Ruling out MI - Pressing on Patient's Chest

By this argument anyone who doesn't get ALS interventions on scene probably can be taken to the hospital by BLS. The vast majority of ALS calls don't get actual ALS treatment (ie meds or fluids or intubation), but as a system we say "patient's with x complaint are still ALS even if all we do is monitor them."

Truthfully, most probably can be taken by BLS if no ALS intervention is found to be warranted by ALS on scene. But, I know that some do develop a need enroute, so there is a degree of over triage to ALS that is warranted, but I think the way it is typically done is not reasonable. It's funny how only about 1 in 5 patients transported actually get any ALS intervention besides VOMIT (vitals, O2, monitor, IV, transport), yet we have ALS sent to every patient in most systems and some others are lining over 50%. Imagine if every CP in your department was sent a cardiologist or every headache, a neurologist, and on and on. That would be even sillier than sending a medic to every call. Why not use the money that would be otherwise used for upgrading every ambulance to ALS for research? Sending a medic to every call and then requiring them to ride in patients with a certain complaint regardless of the assessment shows poor trust of the medics and EMTs and is also incredibly lazy of the medical director (and EMS system in general).

I'm just saying you've got to be careful downgrading patients to BLS. And if someone actually has an ALS type complaint (chest pain, altered mental status, GI bleeding) they should generally be transported by an ALS provider.

Heh, I'd argue that many (maybe the majority) AMS and GI bleeds are totally BLS. For certain, most "strokes" are BLS. But, I'll save those arguments for another thread.

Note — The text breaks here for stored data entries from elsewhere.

PR #9228, opened 2021-09-07
Patch dir names independent from subprojects dir names

### LINKED ISSUE #9085: [enhancement] patch overlaying independent from directories names
If we want to maintain Meson overlay repository for any external package it is important that patch directory must be named as package directory.

But this is too hard to maintain because usually names of patch directories produced by 3rd party code (for example, github creates .zip files for each release which contain repository directory name in form `repo_name-1.2.3`)

And if we try to equalize directories by wrap `revision` directive then we broke versions.

In other side, it must be strictly one root directory of package and one root directory for overlaying patch. So, It will be handy if overlaying files will be added independenly from source and destination directory names.

Side effect: Meson will not create subprojects directories accidentally (or will not patch another subpackage which not described in current .wrap file :-) ) if bad names was used. It is make sense if we need to replace some files by patching instead of add - sometimes is too hard to find accidentally unpatched project.

xggrnx:
Fixes #9085

### DIFF
--- a/mesonbuild/wrap/wrap.py
+++ b/mesonbuild/wrap/wrap.py
@@ -14,6 +14,7 @@
 
 from .. import mlog
 import contextlib
+import glob
 import urllib.request
 import urllib.error
 import urllib.parse
@@ -87,6 +88,12 @@ class WrapException(MesonException):
     pass
 
 class WrapNotFoundException(WrapException):
+    pass
+
+class WrapPatchFormatException(WrapException):
+    pass
+
+class PatchUnpackException(WrapException):
     pass
 
 class PackageDefinition:
@@ -566,6 +573,14 @@ class Resolver:
 
             return path.as_posix()
 
+    def unpack_archive(self, path):
+        with tempfile.TemporaryDirectory() as tmpdir:
+            shutil.unpack_archive(path, tmpdir)
+            src = glob.glob(f'{tmpdir}{os.path.sep}*{os.path.sep}')
+            if len(src) != 1:
+                raise WrapPatchFormatException("Error patch archive format.")
+            self.copy_tree(src[0], os.path.join(self.subdir_root, self.wrap.name))
+
     def apply_patch(self) -> None:
         if 'patch_filename' in self.wrap.values and 'patch_directory' in self.wrap.values:
             m = 'Wrap file {!r} must not have both "patch_filename" and "patch_directory"'
@@ -573,11 +588,9 @@ class Resolver:
         if 'patch_filename' in self.wrap.values:
             path = self.get_file_internal('patch')
             try:
-                shutil.unpack_archive(path, self.subdir_root)
+                self.unpack_archive(path)
             except Exception:
-                with tempfile.TemporaryDirectory() as workdir:
-                    shutil.unpack_archive(path, workdir)
-                    self.copy_tree(workdir, self.subdir_root)
+                raise PatchUnpackException(f"Can't unpack patch {self.wrap.name}")
         elif 'patch_directory' in self.wrap.values:
             from ..interpreterbase import FeatureNew
             FeatureNew('patch_directory', '0.55.0').use(self.current_subproject)


mesonbuild/wrap/wrap.py
```diff
@@ -89,6 +90,12 @@ class WrapException(MesonException):
 class WrapNotFoundException(WrapException):
     pass
 
+class WrapPatchFormatException(WrapException):
+    pass
+
+class PatchUnpackException(WrapException):
+    pass
+
```
xclaesse, line 98: I don't think it's worth adding specialised exceptions if you don't catch them anywhere. WrapNotFoundException above is because we need to catch that specific case for special treatment in interpreter IIRC.

mesonbuild/wrap/wrap.py
```diff
@@ -566,18 +573,24 @@ def get_file_internal(self, what: str) -> str:
 
             return path.as_posix()
 
+    def unpack_archive(self, path):
+        with tempfile.TemporaryDirectory() as tmpdir:
+            shutil.unpack_archive(path, tmpdir)
+            src = glob.glob(f'{tmpdir}{os.path.sep}*{os.path.sep}')
+            if len(src) != 1:
+                raise WrapPatchFormatException("Error patch archive format.")
```
xclaesse, line 581: If I understand correctly, this assumes the tarballs contains a single toplevel directory and we need to copy what it contains, right? `os.listdir(tmpdir)` seems more straightforward.

But that's not the format we were assuming before, won't it break the case where the tarball does not have a toplevel directory and must be extracted directly onto the subproject?

denizzzka: > But that's not the format we were assuming before

Probably, no one actually uses or used this behaviour: current `~master` unpacks patch files from these archives without directories into `subprojects/` directly.

(Manual about patch archives extracting also can be understood in two ways, as for me)

xclaesse: oh we used to extract in `subprojects/` and not `subprojects/foo`, ok. Wondering why we were catching exceptions and then extract into a tempdir, do you now what kind of exceptions we could have there?

denizzzka: I don't know Python :-)

mesonbuild/wrap/wrap.py
```diff
@@ -89,6 +89,9 @@ class WrapException(MesonException):
 class WrapNotFoundException(WrapException):
     pass
 
+class WrapPatchFormatException(WrapException):
+    pass
+
```
xclaesse, line 94: You can remove this one too, I think.

mesonbuild/wrap/wrap.py
xclaesse: You can raise WrapException() here, ideally with a more specific error message, saying we expected the archive to only contain a single directory.

mesonbuild/wrap/wrap.py
```diff
@@ -566,18 +569,24 @@ def get_file_internal(self, what: str) -> str:
...
     def apply_patch(self) -> None:
         if 'patch_filename' in self.wrap.values and 'patch_directory' in self.wrap.values:
             m = 'Wrap file {!r} must not have both "patch_filename" and "patch_directory"'
             raise WrapException(m.format(self.wrap.basename))
         if 'patch_filename' in self.wrap.values:
             path = self.get_file_internal('patch')
             try:
-                shutil.unpack_archive(path, self.subdir_root)
+                self.unpack_archive(path)
             except Exception:
```
xclaesse, line 588: This try/except block is useless now, just call self.unpack_archive() without try.

mesonbuild/wrap/wrap.py
eli-schwartz: The exception causes it to unpack into a tempdir, and then invoke self.copy_tree which is an "enhanced copy" that also tries to chmod existing read-only files before copying a new version of the file. shutil.unpack_archive would just error out by default.

This has nothing to do with changing the extraction directory name.

denizzzka:
Seems like codecov isn't accessible during CI

eli-schwartz:
The CI failure has nothing to do with codecov, it failed much earlier on at e.g. https://dev.azure.com/jussi0947/jussi/_build/results?buildId=11364&view=logs&j=678c5357-36f0-50cc-b96e-1a6f7149eed2&t=fb842c1e-cd65-5c1e-ab4f-d7ba55deb214&l=1997

eli-schwartz:
As far as I can tell, this PR doesn't really have anything to do with the linked ticket, which wanted patch archives to not have a base directory component at all, while this PR still requires one.

denizzzka:
> As far as I can tell, this PR doesn't really have anything to do with the linked ticket

If you about  #9085 then in my opinion it does exactly what is meant in this ticket
_-- #9085 author_

mesonbuild/wrap/wrap.py
```diff
@@ -566,18 +566,21 @@ def get_file_internal(self, what: str) -> str:
 
             return path.as_posix()
 
+    def unpack_archive(self, path):
+        with tempfile.TemporaryDirectory() as tmpdir:
+            shutil.unpack_archive(path, tmpdir)
+            src = os.listdir(tmpdir)
+            if len(src) != 1:
+                raise WrapException("Error patch archive format.")
+            self.copy_tree(src[0], os.path.join(self.subdir_root, self.wrap.name))
```
denizzzka, line 575: Probably, `self.wrap.name` always contains name obtainted from `.wrap` filename without version suffix like `foo-1.0` and this causes CI fail in case whan wrap filename isn't same as directory of downloaded subproject

eli-schwartz:
I don't think accepting `hahathisisafunnyname/meson.build` and extracting it to `zlib-1.2.11/meson.build` fits the stated goal of that ticket.

Moreover, I'm not entirely convinced it should be a goal.


It was, however, also mentioned in that ticket that a malformed patch is not stopped on a technical level from patching the wrong thing... I would approve of a patch that continued to require the directory names to match, but added a check that there is only one directory and it has the right name

mesonbuild/wrap/wrap.py
eli-schwartz: Correct, the `{name}.wrap` is probably never (or rarely) the same as the `directory=`

denizzzka:
I don't think as you about this PR: I think wrap functionality is initially was weak by dealing with all these top-level directories. This PR makes wraps better as possible in this situation and prevents some possible errors.

mesonbuild/wrap/wrap.py
```diff
@@ -566,18 +566,21 @@ def get_file_internal(self, what: str) -> str:
 
             return path.as_posix()
 
+    def unpack_archive(self, path):
+        with tempfile.TemporaryDirectory() as tmpdir:
+            shutil.unpack_archive(path, tmpdir)
+            src = os.listdir(tmpdir)
+            if len(src) != 1:
+                raise WrapException("Error patch archive format.")
```
xclaesse, line 574: Last small nitpicking: The error message could be a bit more informative. Should tell we expect the archive to contain only 1 top directory.

xggrnx: @xclaesse  error message == "Archive must contain only one top directory" ok ?

eli-schwartz:
I still disagree with this change.

denizzzka:
>  or do not have a directory name at all 

> Note that actually changing to store files as meson.build instead of fooproject-1.0/meson.build would break current wraps and probably require a config key... It's not clear if this is sufficiently useful.

Earlier we found out that this functionality is broken long time ago and, since no one wrote an issue ticket, it means that no one needs it and not uses it. Also, top-level directory inside of archive it is a old good practice.

> I strongly object to having data, but ignoring it.

... Directory name of patch equal to subproject name is _redundant_ data - we already know what name of subproject directory, here isn't any sense to duplicate it

denizzzka:
Please don't let this PR gone out from sight and rot!

denizzzka:
Bump

xclaesse:
Do I understand correctly that the desired use-case here is to have a patch tarball that contains a single directory `foo` and apply it on `subprojects/foo-1.2.3`, that way you can keep the tarball unchanged when bumping the version of foo to e.g. `foo-1.2.4`?

IMHO that makes sense, and it's something that has annoyed me in the past too. But on the other hand, we probably want to make sure we don't apply a totally unrelated patch, like applying `bar.tar.gz` onto `foo-1.2.3`. Should we check that the single directory in the patch tarball must be a prefix of the directory it applies on? Copy `foo/` to `foo-1.2.3/` is fine, but not copy `foo/` to `bar-1.2.3`?

Should we do that only if we set a special key in the wrap file? This sounds similar to `patch -p1` case, and also similar to the [`lead_directory_missing`](https://mesonbuild.com/Wrap-dependency-system-manual.html#specific-to-wrapfile) we already have. Maybe add `patch_skip_lead_directory=1`?

denizzzka:
>Do I understand correctly that the desired use-case here is to have a patch tarball that contains a single directory foo and apply it on subprojects/foo-1.2.3, that way you can keep the tarball unchanged when bumping the version of foo to e.g. foo-1.2.4?

Yes

>IMHO that makes sense, and it's something that has annoyed me in the past too. But on the other hand, we probably want to make sure we don't apply a totally unrelated patch, like applying bar.tar.gz onto foo-1.2.3.

Patch is specified by user manually, there is no reason for doubt (and we don't doubt now)

>Should we check that the single directory in the patch tarball must be a prefix of the directory it applies on? Copy foo/ to foo-1.2.3/ is fine, but not copy foo/ to bar-1.2.3?

My opinion - no. This is an unnecessary complication that will only forces to maintain redundant information about subproject name. It is enough to check that there is only one directory provided, it does not really matter what its name is.

>Should we do that only if we set a special key in the wrap file? This sounds similar to patch -p1 case, and also similar to the [lead_directory_missing](https://mesonbuild.com/Wrap-dependency-system-manual.html#specific-to-wrapfile) we already have. Maybe add patch_skip_lead_directory=1?

In this case we won't fix the current dangerous behavior: malformed patch archive silently can not patch anything (due to dirs name mismatch), accidentally patch few packages at once (few dirs in one archive)

denizzzka:
@xclaesse 

I see what only one case then this patch can break build: an **initially incorrect** directory name inside of archive - mismatch between dir name in user's wrap archive and needed name as described in current Meson documentation.

After Meson update it will correctly apply such patch and build will go not usually as before.

eli-schwartz:
> In this case we won't fix current dangerous behavior: malformed patch archive silently can't patch anything (due to dirs name mismatch) or accidentally can patch few packages at once (few dirs in one patch archive)

So the solution to this is pretty simple: no changes are needed to meson above and beyond making it not-silent.

denizzzka:
@eli-schwartz We can get more functionality with less effort here. Brainfuck with these names is really tired.

xclaesse:
My suggestion would be to add `patch_lead_directory_missing=1` in wrap files, that's nicely symetrical with what we already support for source archives. Then you can create patch overlays with no root directory inside. It has the bonus benefit of making simple overlays much easier to create, at least in GNOME you can rght-click a `meson.build` file -> compress, and you get a zip file containing only the meson.build file and no lead directory.

denizzzka:
@xclaesse it is also ok for me personally

And, in any case, we also should add check for:

> fix current dangerous behavior: malformed patch archive silently can't patch anything (due to dirs name mismatch) or accidentally can patch few packages at once (few dirs in one patch archive)

denizzzka:
@xclaesse 

> My suggestion would be to add patch_lead_directory_missing=1 in wrap files, that's nicely symetrical with what we already support for source archives

This does not solve one problem (which I desire as important) well described in initial issue here: https://github.com/mesonbuild/meson/issues/9085

_usually names of patch directories produced by 3rd party code (for example, github creates .zip files for each release which contain repository directory name in form repo_name-1.2.3)_

denizzzka:
> Owners of broken(!) archives will get a problem

But it is possible to display warning if directory name check failed and specified in meson.build Meson version is old or ommited

xclaesse:
@denizzzka not sure to understand what it would not support. If it extracted source tarball into subprojects/foo-1.0 and patch overlay does not have a root directory, meson can extract the overlay directly into subprojects/foo-1.0.

denizzzka:
@xclaesse if patch archive maintained as GitHub (or analogous) repository (what is natural and comfortable) it is impossible to control name of root directory or its absense or use arbitrary archive format. Releases archives provided by GitHub itself in its own format and can't be changed

xclaesse:
Oh, you want to maintain your overlay as a github repo? I guess that makes sense but we did not expect people doing that...

Maybe we need both `patch_lead_directory_missing=true` and `[patch,source]_ignore_lead_directory=true`, maybe the latter should imply the former.

denizzzka:
I just don't understand why Meson wants to hold on matching internal directory names inside of archives? Currently (and from very beginning) names aren't checked by Meson code. You can easily lower requirements for these names (and in documentation too). After all, these requirements are initially redundant.

eli-schwartz:
It is trivial to re-tag an existing commit with a second tag.

Adding a dozen options to the documentation to opt in to disabling sanity checks in various ways feels very wrong. Heuristically assuming that sanity checks should be disabled feels wrong.


The use case still feels non-obvious to me, especially because wrap files typically change in order to update the version number in `project()` / `declare_dependency()`, which is necessary to make `dependency('foobar', version: '>=1.2')` work without

```
Dependency foobar found: NO found undefined but need: '`>=1.2' (overridden)

ERROR: Dependency 'foobar' is required but not found.
```

denizzzka:
> I guess that makes sense but we did not expect people doing that...

No other real choice

Yes, it is possible to install my own _properly repacking server_ for Meson wrap archives, which from time to time will checks GitHub (etc) repositories and host correctly made "repacks" extractly as Meson wants. But this looks like a bureaucratic crutch.

xclaesse:
> Currently (and from very beginning) names aren't checked by Meson code

Indeed, that's really bad and we should do check that. IMHO a fix should go toward safer code and not "we were not checking before, so let's just document that we won't check".

eli-schwartz:
There's a reason I said "typically" instead of "always".

denizzzka:
@xclaesse 
> Indeed, that's really bad and we should do check that. IMHO a fix should go toward safer code and not "we were not checking before, so let's just document that we won't check".

But also this is a chanse to change current behaviour to less strict without any issues. It's actually not convenient (not just on mine case) to have to exactly matched directory name inside of the archive. I am absolutely sure that anyone who tried to create such archives have encountered problems in this place.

If you've been able to risk stratify them in a very clear way by all means downgrade them. But that shouldn't be done just based on a normal ECG. It should be someone that you could stand in front of your medical director and say "this patient did not need continuous ECG monitoring, there was almost no chance of needing IV medications, and based on our protocols I felt safe having BLS transport."

I've never said anything about basing it solely on a normal ECG. Otherwise, I agree.
 
Haha, nothing says a cardiac pt can't have thoracic outlet syndrome or cervical plexus issues. I did, told the MD (new MD) but was ordered to the ED, which blew an afternoon and cost me nearly a grand for neck-originated pain as well as chronic a-fib.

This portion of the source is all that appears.